[FOM] Proof Assistants and Conjectures (reply to Chow)
Joe Shipman
joeshipman at aol.com
Sat Jan 17 10:41:10 EST 2009
P != NP is not so easy to formalize because of the background
necessary to define a model of computation and the complexity classes
P and NP. All mathematicians working in this area have a very robust
sense of what P != NP means and no confusion about the equivalence of
any formalizations; but can anyone suggest some statement which is
significantly easier to formalize which is equivalent to P != NP ?
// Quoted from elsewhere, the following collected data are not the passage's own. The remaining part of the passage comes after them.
PR #2694, opened 2022-10-12
Add rest_data for github ids from comanage (SOFTWARE-5313)

edquist:
Includes most of the config plumbing.

get_osgid_github_map creates an osgid -> github identifier map

Need to make corresponding tiger changes to provide `COMANAGE_REST_PASSFILE` for osg-topology containers


src/webapp/rest_data.py
```diff
@@ -0,0 +1,142 @@
...
+
+
+def get_co_group(gid):
+    grouplist = call_api("co_groups/%s.json" % gid) | get_datalist("CoGroups")
+    if not grouplist:
+        raise RuntimeError("No such CO Group Id: %s" % gid)
+    return grouplist[0]
+
+
+# @rorable
```
matyasselmeci, line 103: I may like this thing but the comment
```
# x | foo -> foo(x)
```
and the way it's actually used
```
get_osg_co_groups() | get_datalist('CoGroups')
```
do not look similar.
What does this _actually_ do?

edquist: Right so as noted in the first commit message, this code was pulled in verbatim from group_fixup.py from the osg-comanage-project-usermap repo.

Note the "ror" in rorable refers to the reverse-or operator, `__ror__`, which is called in an `a | b` expression against `b` if `a.__or__` is not defined.

> What does this _actually_ do?

The comment:
```
# x | foo -> foo(x)
```

Attempts tersely to explain that if `foo` is decorated with `rorable`, it will allow you to write `x | foo` to call & return `foo(x)`.

Thus in
```
get_osg_co_groups() | get_datalist('CoGroups')
```

`x` is `get_osg_co_groups()` and `foo` is `get_datalist('CoGroups')`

(The proof of equivalence can be as complicated as you like.)
For the Riemann Hypothesis, the simplest equivalent formulation I
know is Lagarias's: Let H(n) = 1 + 1/2 + ... + 1/n, RH is equivalent to
"For all n, the sum of the divisors of n is <= H(n) + ln(H(n))*exp(H(n))."
This has only one quantifier but of course it involves real numbers
and real functions. There are arithmetical equivalents which are not
too hard which involve 3 quantifiers (formalizing that the Mobius
function is eventually dominated by x^alpha whenever alpha > 1/2 )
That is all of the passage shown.